One step further here: if the sparse lib gets promoted, it should indeed offer a fair exposition of the basic “taxonomy” of sparse matrices: COO/CSR/CSC/LIL/ELLPACK,etc, each one with its basic kernels for matmult, matvec, and conversions between them.

I think that a contribution for a standard library should keep a balance between performance and generality such that the implementation can be easily tested and understood when reading it. If you have a fast implementation that you think is also easily maintainable, you should propose it. If you feel that it is somewhat complex, maybe start with something easier and then explore ways of doing generalization by high-level conditional branching to keep performances.

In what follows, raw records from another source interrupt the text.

PR #29, opened 2019-02-07
Proposed changes to support retention metrics

robhudson:


robhudson:
> I'm also uneasy about defining new object types that don't have any instance state; often it seems like the subclasses could be instances of the parent class instead. Maybe this is just an aesthetic preference.

Yes, the code here should have been better explained or documented. I think once you see the `RetentionMetrics` implemented you'll see what I'm going for. I should have that next week.

In the case of the `CoreMetric` which is expected to have a callables defined, being a subclass has a nicer code feel. Also, attaching methods to existing object instances is generally frowned upon. Compare the following:

```
# As a subclass
class MyMetric(CoreMetric):
    metrics = [...]

    def pre_callable(self, dataset):
        # Pre computation aggregation code here.
        pass
```

```
# As an instance
import types

def pre_callable(self, dataset):
    # Pre computation aggregation code here.
    pass

MyMetric = CoreMetric(metrics=[...])
MyMetric.pre_callable = types.MethodType(pre_callable, MyMetric)

```

There are more ways to do the above, all a little funky, but I think this demonstrates the reasoning of why I preferred subclasses for this case.

tdsmith:
I agree that's awkward; the pattern I've seen for handing a function to an object instance would be something like:

```python
class Metric:
  def __init__(self, mutators):
    self._mutators = mutators

  def do_a_thing(self, some_object):
    for f in self._mutators:
      some_object = f(some_object)
    return some_object

m = Metric(mutators=[lambda x: x+1])
```

robhudson:
Closing in preparation for a new PR with a different approach.

PR #31, opened 2019-03-12
Add search ads metric

benmiroglio:
This creates a contributor directory for my personal use (`contrib/bmiroglio`) containing a single function that calculates ad aggregates (sums and click through rates).


benmiroglio:
@felixlawrence Please take a look when you have a chance. I added a single function to make things simple, the main goal is getting my personal namespace established.

PR #37, opened 2019-04-03
Add retention metrics

### LINKED ISSUE #27: Implement retention metrics

robhudson:
This involves a major refactor to support both engagement and retention
metrics.

Fixes #27


robhudson:
@tdsmith Requested your review for initial feedback. There are a few TODOs in code that I'd like your opinion on also before fleshing those out.

src/mozanalysis/experiments.py
```diff
@@ -1,165 +1,268 @@
...
+        self._df = value
+
+    def get_experiment_data(self):
+        df = self.spark_session.read.parquet("s3://telemetry-parquet/experiments/v1")
+        df = df.filter(F.col("experiment_id") == self.experiment_id)
+        return df
+
+    def aggregate_per_day(self, df, core_metric=None):
+        # If user wants to override outlier percentiles, set it False here and
+        # call it explicitly.
```
tdsmith: ?

src/mozanalysis/experiments.py
```diff
@@ -1,165 +1,268 @@
...
+
+        return self.get_data()
+
+    @df.setter
+    def df(self, value):
+        self._df = value
+
+    def get_experiment_data(self):
+        df = self.spark_session.read.parquet("s3://telemetry-parquet/experiments/v1")
+        df = df.filter(F.col("experiment_id") == self.experiment_id)
```
tdsmith: It should be possible for the caller to specify this filtered table, perhaps as an argument to the constructor.

Using `df` for the name of this object is also a little confusing since class instances have a `df` property and this isn't that

src/mozanalysis/experiments.py
```diff
@@ -1,165 +1,268 @@
...
+    def trim_outliers(self, outlier_percentile=0.9999, relative_error=0.0001):
+        # TODO
+        # Updates `self._df` and returns it.
+        return self._df
+
+    def engagement(self):
+        # Compute only the engagement metrics.
+        # Return pandas dataframe with data and CIs.
+        if not self._df:
+            self._df = self.get_data(metric=CoreMetrics.ENGAGEMENT)
```
tdsmith: What if `self._df` has the wrong metrics?

(Suggestion: either store the flag that `get_data` was passed and make a decision based on that, or else make calculating retention the responsibility of a second class)

src/mozanalysis/experiments.py
```diff
@@ -1,165 +1,268 @@
...
-                        m.final_expression.alias(metric_name),
-                    ]
-                )
+        return agg_df
+
+    def retention(self, week=3):
+        # Compute only the retention metrics.
+        # Return pandas dataframe with data and CIs.
+        if not self._df:
+            self._df = self.get_data(metric=CoreMetrics.RETENTION)
```
tdsmith: What if `self._df` has the wrong metrics? (as above)

src/mozanalysis/experiments.py
```diff
@@ -1,165 +1,268 @@
...
+                F.expr("CASE WHEN SUM(sum_total_hours) > 0 THEN 1 ELSE 0 END").alias(
+                    "retention"
+                ),
+                F.expr("MAX(CASE WHEN sum_total_uris >= 5 THEN 1 ELSE 0 END)").alias(
+                    "active_retention"
+                ),
             )
+        )
+
+        return week3_df
```
tdsmith: I don't think this tells me what I want to know, which is "what fraction of users that were present in week 0 are still present (and/or active) in week _n_"; this gives me a list of client_ids that were present in week 3?

tdsmith: I think you may be trying to produce something to bootstrap over? Filtering to the _n_th week means that this isn't a useful thing to bootstrap over (instead of joining a column onto the list of clients that represents whether they were present or active in week _n_, which would be) but also we can use the normal approximation for a binomial confidence interval, and save ourselves some computing: https://en.wikipedia.org/wiki/Binomial_proportion_confidence_interval#Normal_approximation_interval

tdsmith: (this difference may be another good reason to segregate the engagement and retention metrics)

src/mozanalysis/experiments.py
robhudson: What do you mean by "this filtered table"? The s3 parquet path?

src/mozanalysis/experiments.py
```diff
@@ -1,165 +1,268 @@
...
+
+    def analyze(self):
+        # TODO
+        # Compute all metrics.
+        #
+        # This is a convenience method.
+        #
+        # The idea would be to make the calls to `engagement()` and `retention`
+        # separately, pass those results to `bootstrap`, the concatenate the
+        # pandas dataframes returned from bootstrap and return that.
```
robhudson: @tdsmith This is one of my questions... whether this would be convenient and useful or not?

src/mozanalysis/experiments.py
robhudson: Thanks for pointing this out. At one point this code was the Python equivalent of sguha's SQL, but with multiple refactorings something must have gotten lost along the way. I'll go back and review this.

src/mozanalysis/experiments.py
tdsmith: I would like to be able to, at least optionally, pass in a Spark DataFrame which contains the rows of a table matching the `experiments` schema that are relevant to the experiment, instead of letting the class build that SDF itself from its own knowledge.

src/mozanalysis/experiments.py
tdsmith: Maybe a nice-to-have; I don't think it's essential.

src/mozanalysis/experiments.py
robhudson: Okay. That's what I had intended for the property setter on the `_df` variable. If you look at the tests it uses this to assign a dataframe for testing. The same could be done in a notebook, e.g., to assign the dataframe and still call `.engagement()` on it. Does that satisfy that use case?

tdsmith: That would work except that `ExperimentAnalysis.df` holds the result of `get_data`, which is a different data frame which has already been aggregated to the daily level, so it doesn't satisfy this use case.

robhudson: Can you elaborate on what the API would look like? Is this a requirement for this PR? I'm having trouble understanding exactly what you're expecting. The `get_data` call calls `get_experiment_data` and then `aggregate_per_day`. If you're saying that you want to provide a SDF that gets aggregated per day, that could be done via something like the following:

```
ea = ExperimentAnalysis(spark, "experiment-slug")
agg_df = ea.aggregate_per_day(my_sdf)
ea.df = agg_df
ea.retention()
...
```

src/mozanalysis/experiments.py
robhudson: I like the idea of storing some extra metadata about what's saved in the `_df`.

src/mozanalysis/experiments.py
robhudson: It appears that my Python is roughly equivalent to the SQL with one exception... at the end the SQL does a JOIN of the retention data with the engagement metrics. The subtlety that was missed was that any rows now in the retention table would JOIN with a zero in the retention columns. That is lacking from my implementation.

Just some words of encouragement!

On this topic, you might want to look beyond FEM and think about BEM (boundary element methods) or MoM (Method of Moments) which use extensively Green’s Function to compute the fully connected matrices. Just to give you a potential way of exposing your work to other communities.

In the discussions there is also the point of having an OOP interface to get an user experience similar to that of SciPy when creating/transforming/using different sparse matrices.

Indeed, generally NumPy and SciPy usage patterns make me quite happy when I’m using them.

Excellent to hear, that’s the version I decided to push.

Your other comments gave me much to think about!